Shop proprietor Edda Mann
Shop proprietor Edda Mann | Image: Celia Topping

Nestled in Berlin’s central Mitte gallery district, where monochrome utilitarian dressing is de rigueur with local artistic types, the colourful presence of fashion boutique Konk certainly goes against the grain. This doesn’t bother proprietor Edda Mann: “Since this is my store, I can fill it with the pieces I love,” she says. “Why would I want to do what everyone else is doing? My advice to young designers is always: ‘If you have a crazy idea, do it. Don’t try to be commercial and feed the market; it’s already overfed.’” 

Mann has been following her feelings, curating a trove of women’s clothing, jewellery and accessories since 2012, when she took over the reins of the then nine-year-old Konk from its original owner, designer Ettina Berrios-Negrón.
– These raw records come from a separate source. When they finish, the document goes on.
Issue #1207, opened 2016-11-09
Create a printable receipt and enable printing for POS


myriamboure:
http://community.openfoodnetwork.org/t/print-a-receipt-in-a-pos-use-of-ofn/719

myriamboure:
Proposal of modelisation of receipt: https://docs.google.com/document/d/1oE5unhTI2gG8X467Vl3iR9y4VeUJLo_tyuiB_XSa1co/edit?usp=sharing

NickWeir63:
looks good to me

myriamboure:
Sorry I wrote that in French, I will translate to English!

myriamboure:
I guess we will need to add a "print receipt" button in the "action" list for an order.

myriamboure:
@oeoeaio is what @ltrls propose ok for you? We need to push the commit quickly as the shop is opening in 3 weeks!!!

oeoeaio:
Hey @myriam and @ltrls, sounds promising! I will try and find some time this weekend to have a more detailed look.

oeoeaio:
Hey @ltrls. @RohanM and I have been discussing this and we think it would be best to create a separate repo for the client binaries for now. Seeing as we are not using git LFS for anything else, it seems like a lot of overhead to add to the project for just this feature. How do you feel about storing the libraries in a GitHub repo?

PR #1459, opened 2017-02-20
Add Qz integration

ltrls:
This is a pull request for #1207.
It adds a new admin route and page for printing a ticket using a ESC-P thermic printer via [Qz](www.qz.io).
As suggested in the issue I hosted the related client as releases here: https://github.com/ltrls/qztray-ofn/releases
One thing I couldn't manage to do was opening a pop-up instead of a new page (which would then close itself after printing), as the links I inserted are parts of an Angular dropdown and I didn't find a way to have an `onclick` (or `ng-click`) attribute. My Angular skills are really poor ><


myriamboure:
Ping @oeoeaio, @ltrls is finishing all the job on invoice internationalisation, tax sales report and printing receipt, so you should have everything now or in the coming hours, maybe tomorrow :-) Hope we can manage to merge quickly!

myriamboure:
@oeoeaio we just talked with @ltrls about it, the only impact is that it adds in the menu "actions" at the order level a new line "print receipt"... I don't think that is a problem if all the hubs see that in their menu and can if they want print a receipt?

myriamboure:
Maybe we can add a topic in the user guide on it? @sstead what do you think? And/or in the Github wiki?

sstead:
@Myriam yes this feature should be added to the user guide when it goes to production. I usually do this after testing. In this case, I may not test this feature, because we don't have a printer. In this case, you (or @ltrls ) might like to write the user guide post for this feature, including as much info as you can about how to setup the printer? You can either insert it into the guide yourself (in the two 'View Orders' pages or in advanced features), or send a description to me and I'll add it. How does that sound?

myriamboure:
@sstead that sounds great, I'm happy to update the user guide as soon as the feature is merged, with the help of @ltrls on the technical set up (if needed).
So if we do that is it ok to merge without doing the Toogle thing @oeoeaio ? :-) As it will be available for all instances...
Just ping me when merged and I do the user guide update :-)

myriamboure:
@daniellemoorhead this is the second pull request we need to release in the 15th march release. Thanks in advance! I have started to document the process for the user guide, this can't be test by the Aus team as you don't have a thermal printer, so we are doing it with our client and @ltrls  at the moment. Thanks

app/assets/javascripts/qz/ticket-popup.js
```diff
@@ -0,0 +1,85 @@
+var privateKey = "-----BEGIN RSA PRIVATE KEY-----\n" +
```
ltrls: Yeah I'm totally breaking their "security model". But I have good reasons to do so.
First the "attack surface" is narrow. Someone willing to print a ticket would launch the qz client (the one I compiled for OFN) and, at his first print, would accept the certificate (cert.pem) as trusted. The bad scenario is that a bad guy would trick this person to navigate to a page where he would have used the (in fact public) private key to well, print things via qz.
It's worth noting that this scenario is probably not the only reason for the existence of the cryptosystem, as it's also what they use for their business model: companies would pay for a key pair generated for the cert inside the release of the client that they distribute. They still don't absolutely enforce it as they [allow to bundle you own certificate](https://qz.io/wiki/compiling#ant-command-line).
And having a private key that needs to be both kept private and distributed to anyone willing to deploy OFN is something that seems to me rather hard or at least pretty impratical.
So I believe it's not worth it.

ltrls:
@oeoeaio I've done that! and rebased it on top of #1374 because it was simpler to reuse some stuff

oeoeaio:
@ltrls thanks very much! This is wonderful. I'll have a quick look through and then @sstead and I will get it tested.

app/assets/javascripts/qz/ticket-popup.js
oeoeaio: Ok, but the only benefit to not using an ajax call to retrieve a signed message from an endpoint on the server is your last point, which doesn't really seem overly onerous to me. It's a one-time **optional** configuration. Hardly a difficult hurdle for someone seriously considering deploying the ofn...

In fact, by *not* baking the secret key into the code, we allow greater flexibility: anyone who wants to deploy an instance of the ofn can always compile their own client and use their own secret key.

oeoeaio: The other issue (that @RohanM pointed out to me) is that we are assuming that "print(ing) things via qz" is actually the worst thing that an attacker can do with our private key. I have no knowledge of the capabilities of the Qz client, and so I have no way of knowing whether this is a good assumption or not, especially seeing as we are breaking their "security model"...

oeoeaio: I'm going try and get this through anyway, but I have created a new issue to hold the conversation about this particular point: #1484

She quickly decided to focus exclusively on labels based in the German capital. “I am very strict with myself about stocking only Berlin brands. This city has so much to offer and I think it’s important to represent that.” Mann should know: she grew up in East Berlin among the designers and artists who were drawn to the city’s creative scene post-reunification in 1990. She trained as a costume designer, then as a tailor, before taking on the role of shopkeeper. 


The designers Konk stocks tend to eschew trends in favour of “great ideas”, explains Mann. Anntian, the label founded by Anne Hilken and Christian Kurt in 2006, is known for its perennial boisterous prints inspired by works of art and is represented this spring by floaty, digital-print silk dresses (from €475). Berlin-based Austrian designer Marina Hoermanseder, meanwhile, is breaking the mould with her trademark technique of shaping leather to create sculptural-looking clothing and accessories; her bucket bags (€550) covered in bondage-inspired straps come in a variety of juicy pastel shades. 

While Mann doesn’t believe in trying to cater to the everyman – or woman – there is a clever balance of styles among Konk’s offerings. The more eye-catching elements – slim knitted cardigans (€355) covered with vibrant prints by Tiedeken and photographic print silk scarves (€220) by Hui Hui – are balanced by more demure pieces. There are tailored fitted grey trousers (€239) by Isabell de Hillerin, who combines clean cuts with natural fibres woven in Romania and Moldova, and feminine silk blouses (from €350), in dark blue and rose pink with tiered detailing, by the shop’s newcomer, Kazakhstan-born Marina Schwan.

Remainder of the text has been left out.